• Try it: Retype each line exactly as it stands, beginning at the first line of the material and finishing with the line that contains "PR #357, opened 2018-12-19".

● ● ●

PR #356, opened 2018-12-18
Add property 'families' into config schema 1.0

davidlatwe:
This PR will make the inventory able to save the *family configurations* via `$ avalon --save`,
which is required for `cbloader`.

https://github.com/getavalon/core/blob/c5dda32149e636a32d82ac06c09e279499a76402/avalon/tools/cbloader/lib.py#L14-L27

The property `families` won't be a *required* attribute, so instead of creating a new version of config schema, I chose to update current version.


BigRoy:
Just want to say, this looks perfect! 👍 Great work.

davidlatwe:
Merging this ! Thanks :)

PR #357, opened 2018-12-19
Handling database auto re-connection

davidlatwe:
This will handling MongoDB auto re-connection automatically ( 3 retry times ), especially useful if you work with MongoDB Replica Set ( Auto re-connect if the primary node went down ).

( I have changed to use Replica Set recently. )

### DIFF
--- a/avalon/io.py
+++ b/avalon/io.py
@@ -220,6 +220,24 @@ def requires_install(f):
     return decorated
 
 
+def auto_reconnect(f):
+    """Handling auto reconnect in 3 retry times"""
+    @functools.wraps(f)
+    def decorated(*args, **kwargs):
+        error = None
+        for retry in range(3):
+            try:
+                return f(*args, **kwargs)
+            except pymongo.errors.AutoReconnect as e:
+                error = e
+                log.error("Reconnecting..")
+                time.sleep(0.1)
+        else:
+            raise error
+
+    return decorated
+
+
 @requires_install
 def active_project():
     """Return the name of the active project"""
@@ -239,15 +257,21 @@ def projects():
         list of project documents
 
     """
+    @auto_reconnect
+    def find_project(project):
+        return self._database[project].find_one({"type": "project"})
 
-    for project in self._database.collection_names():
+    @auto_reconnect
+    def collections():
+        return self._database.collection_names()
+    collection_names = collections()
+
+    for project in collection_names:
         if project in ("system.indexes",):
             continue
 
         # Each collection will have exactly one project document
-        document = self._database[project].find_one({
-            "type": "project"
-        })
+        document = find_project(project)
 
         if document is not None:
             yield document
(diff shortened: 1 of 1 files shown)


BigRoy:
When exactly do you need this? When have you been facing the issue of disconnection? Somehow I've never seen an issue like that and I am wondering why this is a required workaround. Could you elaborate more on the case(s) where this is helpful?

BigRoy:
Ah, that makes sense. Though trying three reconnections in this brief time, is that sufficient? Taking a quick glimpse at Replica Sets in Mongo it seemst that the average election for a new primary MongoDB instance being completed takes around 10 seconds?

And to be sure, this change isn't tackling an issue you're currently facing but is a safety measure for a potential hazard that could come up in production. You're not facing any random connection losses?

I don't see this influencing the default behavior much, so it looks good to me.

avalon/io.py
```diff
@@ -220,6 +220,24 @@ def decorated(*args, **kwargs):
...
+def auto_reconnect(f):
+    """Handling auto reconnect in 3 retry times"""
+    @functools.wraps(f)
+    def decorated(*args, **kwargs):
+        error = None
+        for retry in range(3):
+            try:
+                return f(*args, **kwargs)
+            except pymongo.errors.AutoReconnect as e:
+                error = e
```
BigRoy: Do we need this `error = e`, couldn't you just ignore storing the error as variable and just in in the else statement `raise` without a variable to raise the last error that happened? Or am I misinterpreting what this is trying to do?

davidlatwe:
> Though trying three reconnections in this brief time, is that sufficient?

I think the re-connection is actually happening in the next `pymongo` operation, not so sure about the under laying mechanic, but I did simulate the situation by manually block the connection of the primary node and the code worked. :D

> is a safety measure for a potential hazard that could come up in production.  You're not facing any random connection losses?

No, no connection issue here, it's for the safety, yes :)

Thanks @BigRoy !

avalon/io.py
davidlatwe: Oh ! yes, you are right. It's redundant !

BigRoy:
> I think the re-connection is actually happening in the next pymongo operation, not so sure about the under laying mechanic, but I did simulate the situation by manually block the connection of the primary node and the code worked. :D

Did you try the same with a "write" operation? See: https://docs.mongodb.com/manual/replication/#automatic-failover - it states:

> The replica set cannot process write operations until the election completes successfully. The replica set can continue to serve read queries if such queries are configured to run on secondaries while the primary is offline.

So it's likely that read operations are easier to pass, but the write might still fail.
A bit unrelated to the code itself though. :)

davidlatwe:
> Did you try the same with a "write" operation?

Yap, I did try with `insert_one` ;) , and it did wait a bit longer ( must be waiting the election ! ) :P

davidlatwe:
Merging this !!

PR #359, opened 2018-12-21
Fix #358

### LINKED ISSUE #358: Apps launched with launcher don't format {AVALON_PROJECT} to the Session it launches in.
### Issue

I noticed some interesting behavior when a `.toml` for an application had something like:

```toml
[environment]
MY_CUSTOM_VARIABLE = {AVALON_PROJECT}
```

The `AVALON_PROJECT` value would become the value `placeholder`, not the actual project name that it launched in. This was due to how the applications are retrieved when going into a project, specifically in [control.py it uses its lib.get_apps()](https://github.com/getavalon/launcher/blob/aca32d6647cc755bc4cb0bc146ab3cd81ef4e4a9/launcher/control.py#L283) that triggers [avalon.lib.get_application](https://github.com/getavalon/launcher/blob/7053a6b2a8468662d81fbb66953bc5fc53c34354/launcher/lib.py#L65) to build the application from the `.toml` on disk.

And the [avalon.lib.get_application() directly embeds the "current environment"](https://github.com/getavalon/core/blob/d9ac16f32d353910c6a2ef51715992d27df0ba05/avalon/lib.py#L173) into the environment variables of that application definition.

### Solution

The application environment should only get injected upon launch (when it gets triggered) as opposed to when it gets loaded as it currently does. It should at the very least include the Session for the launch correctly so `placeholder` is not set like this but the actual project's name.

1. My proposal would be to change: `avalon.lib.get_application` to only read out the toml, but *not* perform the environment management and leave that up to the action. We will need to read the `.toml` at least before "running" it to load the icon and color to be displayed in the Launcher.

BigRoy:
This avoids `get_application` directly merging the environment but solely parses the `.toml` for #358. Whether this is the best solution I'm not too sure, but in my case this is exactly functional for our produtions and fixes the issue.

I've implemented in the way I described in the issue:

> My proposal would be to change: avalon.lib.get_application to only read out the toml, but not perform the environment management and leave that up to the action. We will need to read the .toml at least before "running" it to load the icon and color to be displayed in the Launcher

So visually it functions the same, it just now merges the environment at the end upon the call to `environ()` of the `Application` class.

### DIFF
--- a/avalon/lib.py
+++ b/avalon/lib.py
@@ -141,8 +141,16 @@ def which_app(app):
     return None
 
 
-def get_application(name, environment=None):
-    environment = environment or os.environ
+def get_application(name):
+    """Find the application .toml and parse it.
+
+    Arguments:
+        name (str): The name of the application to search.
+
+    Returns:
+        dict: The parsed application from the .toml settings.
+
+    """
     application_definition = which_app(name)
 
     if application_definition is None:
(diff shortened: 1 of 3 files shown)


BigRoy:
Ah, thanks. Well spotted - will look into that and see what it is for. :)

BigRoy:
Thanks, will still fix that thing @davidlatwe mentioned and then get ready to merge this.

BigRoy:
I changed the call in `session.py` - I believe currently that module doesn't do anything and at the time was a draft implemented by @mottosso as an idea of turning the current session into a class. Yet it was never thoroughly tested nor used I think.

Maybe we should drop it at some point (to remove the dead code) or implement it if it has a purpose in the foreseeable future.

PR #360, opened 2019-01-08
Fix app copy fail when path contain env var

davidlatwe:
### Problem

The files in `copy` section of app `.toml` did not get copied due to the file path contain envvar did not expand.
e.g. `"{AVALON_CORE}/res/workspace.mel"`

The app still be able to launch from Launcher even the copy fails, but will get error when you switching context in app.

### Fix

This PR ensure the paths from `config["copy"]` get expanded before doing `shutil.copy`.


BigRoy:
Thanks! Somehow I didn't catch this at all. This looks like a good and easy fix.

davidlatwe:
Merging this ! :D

● ● ●

• Output for this task:
PR #356, opened 2018-12-18
Add property 'families' into config schema 1.0

davidlatwe:
This PR will make the inventory able to save the *family configurations* via `$ avalon --save`,
which is required for `cbloader`.

https://github.com/getavalon/core/blob/c5dda32149e636a32d82ac06c09e279499a76402/avalon/tools/cbloader/lib.py#L14-L27

The property `families` won't be a *required* attribute, so instead of creating a new version of config schema, I chose to update current version.


BigRoy:
Just want to say, this looks perfect! 👍 Great work.

davidlatwe:
Merging this ! Thanks :)

PR #357, opened 2018-12-19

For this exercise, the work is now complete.